- Anything with puddles of glue, mixing seemingly innocuous ingredients into strange concoctions, or pounding on things with a hammer are definite winners.
- The time spent really focusing on the boy without the distraction of his sisters, the laundry, cleaning out the car, emptying the dishwasher, etc, pays itself back many times over in hugs and seriously improved behavior when I can't focus on him quite so intently. (it feels like he's gone from scowly-storm-cloud to ray-of-sunshine in the past few weeks).
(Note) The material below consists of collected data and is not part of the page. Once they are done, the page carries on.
PR #451, opened 2024-12-27
fix: Use UNIX paths for CMake file, even on Windows (`\` -> `/`)

mrousavy:
Fixes Windows support for Android codegen

### DIFF
--- a/packages/react-native-nitro-modules/package.json
+++ b/packages/react-native-nitro-modules/package.json
@@ -117,7 +117,6 @@
       [
         "typescript",
         {
-          "tsc": "../../node_modules/.bin/tsc",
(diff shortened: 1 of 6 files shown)


packages/react-native-nitro-modules/package.json
```diff
@@ -117,7 +117,6 @@
       [
         "typescript",
         {
-          "tsc": "../../node_modules/.bin/tsc",
```
mrousavy, line 120: Adding it manually here failed on Windows.
Now that we removed it, it still works on Unix because it just recursively goes up to find `tsc`. Same story on Windows now, previously Windows didn't do that because of whatever reason.

PR #468, opened 2025-01-08
Updated the Math interface example in the Nitro Modules documentation.

mensonones:
This PR updates the Math interface example in the Nitro Modules documentation by adding a missing HybridObject import. Without the explicit import, users copying the example could encounter errors, as HybridObject would not be recognized.

Error without import

image


mrousavy:
Thanks for your PR, but I'd like to keep the examples clean - and this would error in your TS project anyways. I think it's a fair assumption that the user understands he needs to import that type.

PR #486, opened 2025-01-12
fix: Replace `HybridObjectSpec` (a protocol) with `HybridObject` (a base class)

mrousavy:
In Swift, `HybridObject` is now a base class instead of a protocol.


mrousavy:
ugh it doesnt work because if `HybridMath` (from MyNitroModule) extends `HybridObject` (from Nitro Core), it cannot resolve the base class because `HybridObject` is from a different clang module than `HybridMath`.

PR #500, opened 2025-01-15
feat: Create React Native ViewManager (+ Props + State) for HybridViews

mrousavy:
Actually update props in the Swift/Kotlin view when they change in C++/JSI.

This makes Nitro Views ready for beta testing


mrousavy:
blocked because of this bs 
image

hannojg:
Ah, there might be some caveat about passing a callback as prop. These are implemented differently in react-native/fabric. They are just hold on the native side and a general purpose event emitter emits and event to js to call this callback and then its called from the JS side (if I am not mistaken).
So it might be that callbacks are handled differently during prop parsing 🥶 will check / confirm alter today!

mrousavy:
> (A quick fix would be to box those, but I know how much you would hate that 😄 )

very much

hannojg:
@mrousavy that might happen on the JS side already, not on the native side

mrousavy:
so worst case we need a PR that customizes/removes this behaviour from the JS side - maybe a third param to the getHostComponent thingy

mrousavy (commented):
looks good nice work @mrousavy

mrousavy:
thanks

PR #503, opened 2025-01-21
chore: include file outside of rootDir

hannojg:


mrousavy:
Went a different route in https://github.com/mrousavy/nitro/pull/512. I have JSON now

PR #510, opened 2025-01-22
feat: Update `memorySize` when a HybridObject makes a round-trip

mrousavy:
This internally updates the memory-size each time a HybridObject gets passed goes from native to JS (because it calls `HybridObject::toObject(...)`, which now does that).

Also, a new API is added: `NitroModules.updateMemorySize(hybridObject)` which is doing exactly that.


mrousavy:
cc @KrzysztofMoch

- Messy projects are better than not-messy projects. Always.
Materials:
- shallow dish
- drinking straw
- liquid food coloring or tempera paint
- dish soap (we used Palmolive)
Process:
- Mix about 1 Tablepoon dish soap with about 2/3 cup water and either 1 Tablespoon tempera paint or 10 drops liquid food coloring. The tempera paint gives a more opaque look, while the food coloring is more translucent and watercolor-like. We did a few sheets with layers of color (the green is food coloring, the purple tempera), and these were definite favorites!
- Use the straw to blow a big pile of bubbles...make sure to tell your child not to suck through the straw. Blow! Don't drink the bubble water! Ick!
- Lay your paper flat on top of the pile of bubbles, then peel it off (don't let it sit too long or it'll pop all of the bubbles and sink into the the liquid at the bottom) then lay it out to dry.